Wade’s book is broken into chapters that address the major aspects of vision: Light and the Eye; Color; Subjective Visual Phenomena; Motion; Binocularity; Space; Illusions. Each chapter is then broken into smaller sections covering different phenomena within that aspect. For example, in the chapter covering subjective visual phenomena, there are sections on afterimages, dark and light adaption, visual persistence, pressure figures, and other events of vision that depend on subjective or individual conditions. It makes for intriguing reading to see how a trivial visual phenomena such as pressure figures (if you are in a dark room, and press your finger against your closed eye, you will see patterns of light and color that appear to correspond to the amount and location of the pressure) has actually aroused the speculation and curiosity of thinkers ranging from Lucretious, to Descartes, to Newton, and to Goethe. What is valuable about the method of organization Wade has chosen is that it gives the reader a real taste of the way a natural scientist viewed his or her work in the age prior to the extreme specialization of scientific inquiry in the modern age.
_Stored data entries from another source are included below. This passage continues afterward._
PR #1412, opened 2025-01-14
Ensure session data is always returned

### LINKED ISSUE #1405: Returning in top-level +layout.ts causes blank session data
### Describe the bug

_I think this is a bug?_ It's certainly weird behavior. If you have a return statement in `src/routes/+layout.[ts,js]`, any value you set with `setSession` in `hooks.server.js` will be lost. 

### Reproduction Steps

1. Load up stack blitz below
2. Wait for deps to install and homepage to load.
3. Observe `fetchParams session {}` in console server log.
4. Open `src/routes/layout.js` and remove `if (!browser) return;`, or change it to 
```js
  if (browser){
    console.log('this should only run in the browser')
  }
```
5. Press refresh on homepage. Observe server console log now contains the token defined in `src/hooks.server.js`
```
fetchParams session { token: 'asdf' }
```

This doesn't appear to happen with nested `+layout.js` files, only the top leve, though my testing was limited outside of trying to reproduce with as little code as possible.

> Note: The stackblitz displays the "result values" to screen, which are the contents of `ctx.sesion`. When the page first loads, you can see `data` is null for a moment, then it updates on the client to a valid value. I'm not really sure why it's "double fetching" on the frontend and backend, I couldn't figure out how to make it SSR only.

The key components of the stackblitz:

- `src/client.js:fakeFetchPlugin` A fake plugin to mimic a network data return. 
    - This plugin has a console.log/console.warn, depending on if `ctx.session.token` is defined. 
    - This plugin returns the value of `ctx.session` as the returned data.
    - This plugin has a `throw new Error` that can be used to mimic what would really happen if you tried to make an unauthenticated network request where authentication was required.
- `src/hooks.server.js` - This uses `setSession` from houdini so set a static session value, mocking the process of setting a real token.
- `+layout.js` is the problem file, and just returns early if not running in the browser. This mimics what I was doing on a real project when I discovered this "bug".
- The rest of the code is basic boilerplate just to get things running. I kept it as slim as possible.

### Reproduction

https://stackblitz.com/edit/svelte-kit-3o9ngm2q?file=package.json

AlecAivazis:
Fixes #1405 

This PR fixes an issue with the transformation of the root layout if it included an early return. Previously the logic would look for a single value returned but now we look for _any_ return in the function and ensure that the necessary values are included

### DIFF
--- a/.changeset/large-lamps-complain.md
+++ b/.changeset/large-lamps-complain.md
@@ -1,0 +1,5 @@
+---
+'houdini-svelte': patch
+---
+
+Fix issue with sessions if there are early returns in root layout load
--- a/package.json
+++ b/package.json
@@ -62,9 +62,5 @@
 		"overrides": {
 			"graphql": "15.5.0"
 		}
-	},
-	"engines": {
-		"node": "^20",
-		"pnpm": "^8"
 	}
 }
--- a/packages/houdini-svelte/src/plugin/transforms/kit/session.test.ts
+++ b/packages/houdini-svelte/src/plugin/transforms/kit/session.test.ts
@@ -318,3 +318,20 @@ test('passes session from root client-side layout', async function () {
 		}
 	`)
 })
+
+
+test('augments load function in root layout load', async function () {
+	const result = await test_transform_js('src/routes/+layout.js', `
+		import { browser } from '$app/environment';
+
+		export const load = async ({ url }) => {
+			console.log('routes/+layout.js start');
+			if (!browser) return;
+
+			console.log('this should only run in the browser');
+		};
+	
+	`)
+
+	expect(result).toMatchInlineSnapshot(``)
+})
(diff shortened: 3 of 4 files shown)


Rudedog9d:
@AlecAivazis I was able to successfully test this against the [test project](https://stackblitz.com/edit/svelte-kit-3o9ngm2q?file=package.json) from the original issue.

Steps for testing were:

```bash
# clone and setup houdini
git clone git@github.com:HoudiniGraphql/houdini.git
pnpm i

# build on main to replicate original issue
pnpm build

# install local houdini-svelte in test project
npm i ../houdini/packages/houdini-svelte/

# verify the server outputs "fetchParams session {}"
npm run dev

# checkout this branch
git checkout root-layout-load

# rebuild houdini-svelte - I used some extra options here because I was getting some issues with old code being cached
pnpm i && pnpm build --no-cache --force

# re-install local houdini-svelte in test project
npm i ../houdini/packages/houdini-svelte/

# verify the server outputs "fetchParams session { token: 'asdf' }"
npm run dev
```

I was able to successfully switch between main and this branch with expected results several times using this method :+1:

By seeing all the different kinds and aspects of vision broken up into categories and and lists, and seeing then the observations that thinkers and researchers made for each topic, one gets a feel for what it would have meant to be knowledgeable about vision in the time of Aristotle, Acquinas, Goethe, and others.
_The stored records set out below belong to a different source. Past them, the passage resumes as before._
PR #1430, opened 2025-01-27
Fix peerdependencies versions

SeppahBaws:
This PR bumps the peerdependency versions of vite and sveltekit, as we apparently seem to have missed these between the peerdependencies and vite 6 PRs.

### DIFF
--- a/packages/houdini/package.json
+++ b/packages/houdini/package.json
@@ -60,7 +60,7 @@
         "vite-plugin-watch-and-run": "^1.7.0"
     },
     "peerDependencies": {
-        "vite": "^6.0.3"
+        "vite": "^5.3.3 || ^6.0.3"
     },
     "files": [
         "build"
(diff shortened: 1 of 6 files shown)


packages/houdini/package.json
```diff
@@ -61,7 +60,7 @@
         "vite-plugin-watch-and-run": "^1.7.0"
     },
     "peerDependencies": {
-        "vite": "^5.3.3"
+        "vite": "^6.0.3"
```
dominikg, line 63: i think this would be a breaking change. if you want to add vite6, that can be done in a minor, but removing vite5 would be breaking. (a user stuck on vite5 cannot update houdini anymore)

SeppahBaws: Hmm that's fair. So something like this would be a better solution then?
```suggestion
        "vite": "^5.3.3 || ^6.0.3"
```

SeppahBaws:
Alright everything should be good now.
Tested it with our work project and should still be backwards compatible with projects running on vite 5.

AlecAivazis (approved):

The excerpts that Wade presents range from a single sentence to a full paragraph, and are always presented chronologically in each subsection, with the earlier authors coming first. These excerpts are illustrative in two ways. First, one can see the development from one author to the next, and how certain ideas, preconceptions, or approaches to the phenomena in question shift and change. Second, in even the most banal of topics, such as that of the effects and causes of squinting, the excerpts more often than not give the reader a glimpse into the general conception of the nature of perception and sensibility that is at work in the philosopher’s and scientist’s thinking taken as a whole. But it is here that it is important to realize what this volume does not offer. Being simply a sourcebook of excerpts, the reader is left to his or her own imagination or research to truly understand, for example, why the ancients understood the eye to have a fire within it, and how, and for what reasons, this conception would have been abandoned or modified. In other words, one cannot expect to find in a collection of excerpts an exhibition of the underlying history of philosophical, scientific, and even spiritual transformations that in fact anchor why a given thinker or scientist approached their subject as they did. Additionally, it is of the nature of an excerpt that it only gives the barest hint or glimpse of the philosopher’s or scientist’s overall project and worldview. What Descartes said, for example, about the nature of vision and why he said it are two different things.

But as a kind of reader to stimulate the imagination and reflection of either a philosopher or researcher interested in the phenomena of our sight, this book is a valuable tool. The author includes an extensive bibliography (one can imagine), as well as introductory paragraphs for each chapter and section situating and explaining the phenomena at question. A very nice work, and eminently enjoyable for anyone seeking to understand the historical depth of our philosophical and scientific curiosity about what it means for us to be both sensing and knowing beings.

Paul J. Canis recently completed his Ph.D. in philosophy, and is working on a book on the history of the aesthetics of the sublime from Kant to Nietzsche. His interests include the phenomenology of perception, German Idealism and Romanticism, and the aesthetics of industrial artifacts.